Forward to next post: On the prospect of being left behind on a ice floe
Was it only a month ago that The Economist did a “Capitalism! Whisky! Sexy!” post about the coming revolution in ‘fusty old retail banking’? How time flies.
[Banks] will cut costs by closing many of their branches. Banks will also tap into new sources of revenue by mining their enormous troves of customer data. A bank that knows what you have just bought or where you have booked a holiday will be able to offer real-time discounts on related products (much as Google targets advertising at people based on their searches). The retail revolution will also offer the best banks the opportunity to gain new economies of scale through their IT platforms.
That was published on May 19, 2012.
A software update at the Royal Bank of Scotland Group on on June 19, 2012—precisely a month later—seems to have led to corruption in the payments feed. The overnight batch on Wednesday, June 20, failed to update a large number of customer accounts with incoming payments. Millions of accounts were affected at RBS and its subsidaries, National Westminster Bank and UlsterBank. Millions of people woke up on Thursday morning without access to their money. It’s been a nightmare.
As a result, some customers were blocked from taking money out of cash machines, while others had internet supermarket food deliveries stopped after payments were rejected.[…]Some people could not use debit cards at tills, including hotel check-out desks, airports and petrol stations.
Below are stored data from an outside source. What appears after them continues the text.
PR #25047, opened 2024-09-04
Use correct sample rate range in RUM docs

karllindmark:
Sample rate is specified as a range between 0 to 1 in the best practice article, but the actual code and documentation specifies it as a range between 0 to 100.

This change aligns the numbers to be consistent.

### Merge instructions

### Additional notes
N/A

### DIFF
--- a/content/en/real_user_monitoring/guide/best-practices-for-rum-sampling.md
+++ b/content/en/real_user_monitoring/guide/best-practices-for-rum-sampling.md
@@ -21,7 +21,7 @@ This guide walks you through best practices for RUM sampling so you can capture 
 Sessions are randomly sampled based on the percentage listed in the [SDK configuration][1]. To that end, make sure to use the correct configuration variable names for the SDK version being used.
 
 ### Configure the sampling rate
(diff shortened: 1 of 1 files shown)


karllindmark:
Wait, maybe I'm misunderstanding this completely – does it _actually_ draw a number between 0 and 1, while the user is able to specify a number in the range of 0 to 100? 😅

drichards-87 (approved):
Thanks for submitting this PR @karllindmark. It looks good from a docs perspective, but I've asked the RUM team to take a look as well.

thomas-lebeau (approved):
Thank you @karllindmark, I think your proposal makes sense, otherwise, the session would always be kept.

>  does it actually draw a number between 0 and 1, while the user is able to specify a number in the range of 0 to 100?

Here is the [related code](https://github.com/DataDog/browser-sdk/blob/02e5c3a28618d022f5e81573a65103a37a13d79c/packages/core/src/tools/utils/numberUtils.ts#L6). Technically the random number generated is between 0 and 1 and it is then multiplied by 100 to compare things of the same scale. I think it's fair to think of the whole formula as the random number generated, hence your change correct.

The bank is still unwinding the problems, and there are still people without access to their money. For weekly-paid employees, people on benefits, and pensioners, the lack of payments is a real hardship. Not everyone has a cushion to tide them over. Some of the very poor, who frequently have coin-operated meters, expected to spent the weekend without electricity.
British techie site The Register has a few guesses about what went wrong in the update. Former RBSG staff have written in to suggest that it was a bug in the bank’s CA-7 system, which schedules the jobs for the overnight batch. They blame the recent outsourcing effort that has moved the support of the bank’s systems to India, a move that was undertaken to cut costs. There might have been plans to gain new economies of scale through the IT platform as well. I wouldn’t bet against it.
I suspect that The Reg’s diagnosis is fair—not because the work was sent to India per se, but because turning over your systems support staff in a wave of redundancies is not the best way to manage the transfer of knowledge. Not everyone who worked the batch at RBSG even knew what it is they knew; how, then, could they explain it to people who didn’t know there was knowledge to acquire? Outsourcing the work from Edinburgh to Aberdeen and sacking the staff would have exposed them to the same risks.
Meanwhile, the only way for customers to get cash has been to go into those much-abused, unsexy bank branches and talk to staff members. The bank extended branch opening hours, even opening on Sunday, to try to meet the demand. It’s going to take some time to get everyone back to where they should have been, and even longer to compensate people for late fees, overdraft charges, and other ancillary costs. I suspect the branch network is going to be busy for some time to come.
It’s the worst IT disaster in British banking history. That Economist article doesn’t come across in quite the same way in the light of it.
More personally: I Y2K tested one of the batch feeder systems at RBS from 1997 - 1998, and managed acceptance testing in payments processing systems from 1999 - 2001. I was one of the people who watched over the first batch of the millennium instead of going to a party. I was part of the project that moved the National Westminster batch onto the RBS software without a single failure. I haven’t worked for the bank for five years, and I am surprised at how personally affronted I am that they let that batch fail. But I shouldn’t be. Protectiveness of the batch was the defining characteristic of our community. We were proud of how well that complex structure of disparate components hummed along.
It was a thing of beauty, of art and craft, and they dropped it all over the floor. Sheesh.